(TASK REQUIREMENTS):
Would you output each record exactly as it stands?

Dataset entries
---

PR #572, opened 2023-09-30
Added fences

GameJarne:
This adds wood, stone and obsidian fences.


ChristofferHolmesland (changes requested):
Looks good, except it's missing translations? You need to add entries for the tiles.

GameJarne:
I'll do that right now. Although en-us has more entries than the other translation files?

GameJarne (commented):
Added fences to English translation

BenCheung0422 (commented):
I think it should be allowed to place wooden fences on planks. Furthermore, I think all the fences should be allowed to be placed on grass tiles and floors with their corresponding materials.
Is it possible to add fence gates? I think it would be better if there is a door or gate that can allow players and entities passing through without breaking the tiles whilst having the similar textures with the fences.
The way to handle fence textures is clever, it is good.

src/client/java/minicraft/level/tile/Tiles.java
```diff
@@ -76,6 +76,9 @@ public static void initTileList() {
 		tiles.put((short)47, new BossWallTile());
 		tiles.put((short)48, new BossFloorTile());
 		tiles.put((short)49, new BossDoorTile());
+		tiles.put((short)50, new FenceTile(Tile.Material.Wood));
+		tiles.put((short)51, new FenceTile(Tile.Material.Stone));
+		tiles.put((short)52, new FenceTile(Tile.Material.Obsidian));
```
Makkkkus, line 81: Using there ids two times is absolutely catastrophic!

src/client/resources/resources/recipes.json
```diff
@@ -142,6 +142,32 @@
...
+            }
+          ]
+        }
+      }
+    },
+    "requirements": [
+      [
+        "has_plank"
+      ]
+    ],
```
Makkkkus, line 164: Not quite sure why this is here. I assume this will break the code.

src/client/java/minicraft/item/TileItem.java
```diff
@@ -35,16 +35,19 @@ protected static ArrayList<Item> getAllInstances() {
 		items.add(new TileItem("Plank", new LinkedSprite(SpriteType.Item, "plank"), new TileModel("Wood Planks"), "hole", "water", "cloud"));
 		items.add(new TileItem("Plank Wall", new LinkedSprite(SpriteType.Item, "plank_wall"), new TileModel("Wood Wall"), "Wood Planks"));
 		items.add(new TileItem("Wood Door", new LinkedSprite(SpriteType.Item, "wood_door"), new TileModel("Wood Door"), "Wood Planks"));
+		items.add(new TileItem("Wood Fence", new LinkedSprite(SpriteType.Item, "wood_fence"), new TileModel("Wood Fence"), "grass"));
```
Makkkkus, line 38: What about planks, sand, etc?

src/client/java/minicraft/level/tile/Tiles.java
Litorom: You are aware that this is because that it was made using another outdated version of the code therefore it’s technically correct at that time. However now it has to be adjusted

Makkkkus: The point of a merge is to adjust the written code to reflect changes upstream. It wouldn't be hard to fix.

src/client/resources/resources/recipes.json
Litorom: It shouldn't break the code as it follows the format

---

(RESPONSE BELOW):
PR #572, opened 2023-09-30
Added fences

GameJarne:
This adds wood, stone and obsidian fences.


ChristofferHolmesland (changes requested):
Looks good, except it's missing translations? You need to add entries for the tiles.

GameJarne:
I'll do that right now. Although en-us has more entries than the other translation files?

GameJarne (commented):
Added fences to English translation

BenCheung0422 (commented):
I think it should be allowed to place wooden fences on planks. Furthermore, I think all the fences should be allowed to be placed on grass tiles and floors with their corresponding materials.
Is it possible to add fence gates? I think it would be better if there is a door or gate that can allow players and entities passing through without breaking the tiles whilst having the similar textures with the fences.
The way to handle fence textures is clever, it is good.

src/client/java/minicraft/level/tile/Tiles.java
```diff
@@ -76,6 +76,9 @@ public static void initTileList() {
 		tiles.put((short)47, new BossWallTile());
 		tiles.put((short)48, new BossFloorTile());
 		tiles.put((short)49, new BossDoorTile());
+		tiles.put((short)50, new FenceTile(Tile.Material.Wood));
+		tiles.put((short)51, new FenceTile(Tile.Material.Stone));
+		tiles.put((short)52, new FenceTile(Tile.Material.Obsidian));
```
Makkkkus, line 81: Using there ids two times is absolutely catastrophic!

src/client/resources/resources/recipes.json
```diff
@@ -142,6 +142,32 @@
...
+            }
+          ]
+        }
+      }
+    },
+    "requirements": [
+      [
+        "has_plank"
+      ]
+    ],
```
Makkkkus, line 164: Not quite sure why this is here. I assume this will break the code.

src/client/java/minicraft/item/TileItem.java
```diff
@@ -35,16 +35,19 @@ protected static ArrayList<Item> getAllInstances() {
 		items.add(new TileItem("Plank", new LinkedSprite(SpriteType.Item, "plank"), new TileModel("Wood Planks"), "hole", "water", "cloud"));
 		items.add(new TileItem("Plank Wall", new LinkedSprite(SpriteType.Item, "plank_wall"), new TileModel("Wood Wall"), "Wood Planks"));
 		items.add(new TileItem("Wood Door", new LinkedSprite(SpriteType.Item, "wood_door"), new TileModel("Wood Door"), "Wood Planks"));
+		items.add(new TileItem("Wood Fence", new LinkedSprite(SpriteType.Item, "wood_fence"), new TileModel("Wood Fence"), "grass"));
```
Makkkkus, line 38: What about planks, sand, etc?

src/client/java/minicraft/level/tile/Tiles.java
Litorom: You are aware that this is because that it was made using another outdated version of the code therefore it’s technically correct at that time. However now it has to be adjusted

Makkkkus: The point of a merge is to adjust the written code to reflect changes upstream. It wouldn't be hard to fix.

src/client/resources/resources/recipes.json
Litorom: It shouldn't break the code as it follows the format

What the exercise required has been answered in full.